Eventually the cold got the better of me and I began making a return to the office. I had to get home, I had no choice. That’s where I’d be able to find some left-overs to microwave, where I’d linger in the shower, where I’d get changed into something that’d get me through a night out on the piss. A night that, as always, would start at The Shrine.
I detoured around the fire but was snared on a voice. Nice day for it, said the old man.
Yeah, great, I said, stopping where I was.
Been for a walk?
Yeah. I work across the road. I felt stupid for saying that, and something came into my head about Auschwitz survivors. But I let it go as soon as I could.
Keeps me busy.
You should drop by sometime. Maybe get some of your work mates to come across too.
I should. Anyway, better run.
See ya, I said, glad I’d be able to walk away at last.
Rising to stand, Rory said, Wanna go for a walk down the lake?
Why not? I said, looking at Rory to see if I’d missed the point but getting to my feet anyway. I had to balance a little before moving any further.
You OK? Rory asked.
Come on then.
We stepped into the dark. I thought that it couldn’t be the same place I’d walked through earlier, surely not. Details lost. The space appeared smaller. Closed in a room I didn’t understand. A small depression in the grass tripped me up and I stumbled. Rory asked about family and I responded with one word answers.
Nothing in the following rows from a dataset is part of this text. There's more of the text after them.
PR #3848, opened 2024-07-08
[CALCITE-6413] Add necessary casts to conditions for NATURAL/USING join

xtern:
https://issues.apache.org/jira/browse/CALCITE-6413

PR #4131, opened 2025-01-08
[CALCITE-6413] SqlValidator does not invoke TypeCoercionImpl::binaryC…

mihaibudiu:
…omparisonCoercion for both NATURAL and USING join conditions

This is a simplified PR based on the code from https://github.com/apache/calcite/pull/3848

### DIFF
--- a/core/src/main/java/org/apache/calcite/sql2rel/SqlToRelConverter.java
+++ b/core/src/main/java/org/apache/calcite/sql2rel/SqlToRelConverter.java
@@ -3433,7 +3433,9 @@ public class SqlToRelConverter {
     final SqlNameMatcher nameMatcher = catalogReader.nameMatcher();
     final List<RexNode> list = new ArrayList<>();
     for (String name : nameList) {
-      List<RexNode> operands = new ArrayList<>();
+      // For each field joined on we compare the types from the left and right relation
+      List<RexNode> operands = new ArrayList<>(2);
+      List<RelDataType> comparedTypes = new ArrayList<>(2);
       int offset = 0;
       for (SqlValidatorNamespace n : ImmutableList.of(leftNamespace,
           rightNamespace)) {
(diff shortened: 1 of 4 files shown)


mihaibudiu:
Small PR fixing a genuine bug. Should not be too difficult to review. 
It essentially treats NATURAL and USING joins in the same way standard JOINs are already treated: if a comparison requires a cast, the cast is inserted in the program.

core/src/main/java/org/apache/calcite/sql2rel/SqlToRelConverter.java
```diff
@@ -3443,12 +3444,32 @@ private RexNode convertUsing(SqlValidatorNamespace leftNamespace,
           throw new AssertionError("field " + name + " is not found in "
               + rowType + " with " + nameMatcher);
         }
+
+        fieldTypes.add(field.getType());
```
ILuffZhe, line 3448: Can we just use `rowType` here?

NobiGo (approved):
LGTM

core/src/main/java/org/apache/calcite/sql2rel/SqlToRelConverter.java
```diff
@@ -3443,12 +3444,32 @@ private RexNode convertUsing(SqlValidatorNamespace leftNamespace,
...
                 offset + field.getIndex()));
         offset += rowType.getFieldList().size();
       }
-      list.add(rexBuilder.makeCall(SqlStdOperatorTable.EQUALS, operands));
+
+      RelDataType resultType =
+          validator().getTypeCoercion().commonTypeForBinaryComparison(
+              fieldTypes.get(0), fieldTypes.get(1));
+      if (resultType == null) {
+        throw new IllegalArgumentException("Cannot compute compatible row type: " + fieldTypes);
```
ILuffZhe, line 3459: `row type` or `row types`?

core/src/main/java/org/apache/calcite/sql2rel/SqlToRelConverter.java
mihaibudiu: This list just contains two fields, one from the left operand of the join and one from the right operand.
The list is created for each pair of fields that are joined on.
It's not really row type.

core/src/main/java/org/apache/calcite/sql2rel/SqlToRelConverter.java
mihaibudiu: I guess this exception message is not very good, I will change it.
What happens here is that the join is done on two fields which cannot be compared.
But I am not sure this exception can ever happen, because at this point the program is validated already, so if the fields are not comparable, this point should not be reached.

ILuffZhe: Thanks for the clarify, I think you are right about whether exception can be thrown here.

mihaibudiu: I will try to add a test to see what happens.

mihaibudiu: I have checked, the validator will reject a program with a message like 
`Column 'X' matched using NATURAL keyword or USING clause has incompatible types: cannot compare`
I will add a comment that the exception is supposed to be unreachable.

mihaibudiu: I have made the code clearer - but by mistake I amended the commit instead of adding a new one.

ILuffZhe (approved):
LGTM

core/src/main/java/org/apache/calcite/sql2rel/SqlToRelConverter.java
ILuffZhe: Now the exception message is more clear.

suibianwanwank (approved):
LGTM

Birds are in the air, I said eventually.
Yeah, sun’s almost up.
We walked until the mix of liquids and the dope began reacting for real; the grass turning into pavers which were then hurled at my face. I felt like I might chuck.
I’m going to have to rest for a bit.
You sure you’re all right? Rory said, stopping, turning to look in my face.
Sorry. That smoke was a stupid idea.
Sitting down on the grass, I pulled up my legs and placed my head between them. I swallowed hard as if something was stuck.
Have you had anything else? said Rory, sitting himself also.
Nah, just booze.
I lifted my head a little to see Rory pull up his own legs.
My brother-in-law gets stoned most nights, Rory said as if a question had been asked. I pinched a little bit from him. Had my first one only last week. Don’t really like it to be honest. Don’t wanna turn out like some drug-fucked loser listening to Cypress Hill. Told myself I’d smoke what I’d stolen then forget it. Sorry, I was using you to get rid of it.
I swallowed again and sighed loudly. I said, I’ve never been that keen either. Think I’ve always had dodgy shit. Then, almost as if I’d thrown the words up, I said, You know, I’ve pictured you and the old guy sitting by this fire, talking politics.
Or him telling me about the good old times in the desert.
How did you know?
Rory giggled before lowering back to his soft voice. He said, Most of the time David just tells me about girls. How to get them. How to keep them. How to get rid of them.
Fair enough, I suppose, I said. I was trying to work out what else to say but Rory beat me to it.
How old are you?
Right now I feel like I’m fucking one hundred and fifty.
Rory leant back on his arms, stared at the sky in the same way someone views the screen from a front row cinema seat. He said, I’ll shut up for a while then.
Driving along Commonwealth Bridge, the road empty as if life had stopped and I was the last bastard to know about it, I wasn’t sure about being behind the wheel at all. Thinking, Why don’t I stop the car on the crest and take a piss over the edge?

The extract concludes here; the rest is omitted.